■ What is being asked: For this listing, the lines between the one holding "### LINKED ISSUE" and the one holding "a coding session.", inclusive, must be set down exactly.

■ Record set:

PR #2548, opened 2026-09-17
fix(secrets): preserve benign integer arrays in tool history without weakening key redaction

### LINKED ISSUE #2476: [URGENT] fix(secrets): preserve benign integer arrays in durable tool history without weakening credential redaction
## Problem and priority

**Urgent / bug. Assignee: @7etsuo.** The global secret sanitizer identifies any textual bracketed list of **32–200 comma-separated integers, each 0–255**, as wallet key material. Ordinary permutations and byte-valued analytical data therefore become `[REDACTED_SECRET]` in saved tool output and durable conversation history. This silently destroys legitimate evidence needed to inspect, resume, or compact a coding session.

Confirmed in the Terminal-Bench repository build `cec48942cfa97fd095f057779d8c55b6cb39a7f3` and independently reproduced in current main `f037754766c3f0ad543f85a3c3db1eea7afa3b01`. The relevant sanitizer, conversion, serialization, and compaction files are unchanged between those commits. This issue requests a fix; the active benchmark build has not been modified.

## Observed evidence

■ Exercise result:
### LINKED ISSUE #2476: [URGENT] fix(secrets): preserve benign integer arrays in durable tool history without weakening credential redaction
## Problem and priority

**Urgent / bug. Assignee: @7etsuo.** The global secret sanitizer identifies any textual bracketed list of **32–200 comma-separated integers, each 0–255**, as wallet key material. Ordinary permutations and byte-valued analytical data therefore become `[REDACTED_SECRET]` in saved tool output and durable conversation history. This silently destroys legitimate evidence needed to inspect, resume, or compact a coding session.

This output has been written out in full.